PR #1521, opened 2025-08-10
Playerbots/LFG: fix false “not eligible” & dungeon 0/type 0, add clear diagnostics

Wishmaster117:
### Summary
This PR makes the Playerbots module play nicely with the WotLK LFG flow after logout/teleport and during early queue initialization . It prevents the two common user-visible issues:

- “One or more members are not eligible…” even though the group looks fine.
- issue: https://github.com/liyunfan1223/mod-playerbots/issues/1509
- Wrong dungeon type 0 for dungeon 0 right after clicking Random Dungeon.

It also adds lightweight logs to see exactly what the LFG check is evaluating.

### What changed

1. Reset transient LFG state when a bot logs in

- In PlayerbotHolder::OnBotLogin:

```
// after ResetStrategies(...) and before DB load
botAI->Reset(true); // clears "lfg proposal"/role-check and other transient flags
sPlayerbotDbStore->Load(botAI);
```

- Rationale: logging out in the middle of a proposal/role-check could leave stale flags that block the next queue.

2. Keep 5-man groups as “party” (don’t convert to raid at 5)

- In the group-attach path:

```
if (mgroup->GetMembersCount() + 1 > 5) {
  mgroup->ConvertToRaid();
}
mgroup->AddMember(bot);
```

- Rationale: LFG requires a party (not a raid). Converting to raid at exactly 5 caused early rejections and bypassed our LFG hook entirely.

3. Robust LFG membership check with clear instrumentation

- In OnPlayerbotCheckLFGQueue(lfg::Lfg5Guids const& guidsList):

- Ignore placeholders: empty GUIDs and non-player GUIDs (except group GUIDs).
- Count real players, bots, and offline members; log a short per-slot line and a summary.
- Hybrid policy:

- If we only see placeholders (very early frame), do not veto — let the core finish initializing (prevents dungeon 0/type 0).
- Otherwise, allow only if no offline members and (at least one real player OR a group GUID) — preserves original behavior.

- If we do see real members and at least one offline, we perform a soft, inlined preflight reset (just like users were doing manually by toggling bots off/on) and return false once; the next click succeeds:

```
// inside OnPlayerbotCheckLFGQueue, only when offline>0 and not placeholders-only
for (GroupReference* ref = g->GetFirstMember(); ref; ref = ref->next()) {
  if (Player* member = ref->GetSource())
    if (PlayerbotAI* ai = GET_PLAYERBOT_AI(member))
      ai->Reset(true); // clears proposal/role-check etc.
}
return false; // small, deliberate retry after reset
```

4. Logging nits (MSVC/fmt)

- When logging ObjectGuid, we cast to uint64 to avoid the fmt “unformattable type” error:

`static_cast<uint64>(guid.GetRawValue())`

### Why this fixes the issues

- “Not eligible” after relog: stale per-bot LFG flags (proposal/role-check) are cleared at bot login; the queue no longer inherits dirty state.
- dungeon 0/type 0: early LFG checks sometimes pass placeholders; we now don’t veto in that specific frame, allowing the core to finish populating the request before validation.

====

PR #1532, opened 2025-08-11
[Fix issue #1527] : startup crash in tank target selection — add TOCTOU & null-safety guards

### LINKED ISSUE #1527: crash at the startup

====

**EXERCISE PROMPT**
From the records above, transcribe without alteration every line from the one with "- If we only" to the one with "- Otherwise, allow", inclusive.

**OUTPUT BELOW**
- If we only see placeholders (very early frame), do not veto — let the core finish initializing (prevents dungeon 0/type 0).
- Otherwise, allow only if no offline members and (at least one real player OR a group GUID) — preserves original behavior.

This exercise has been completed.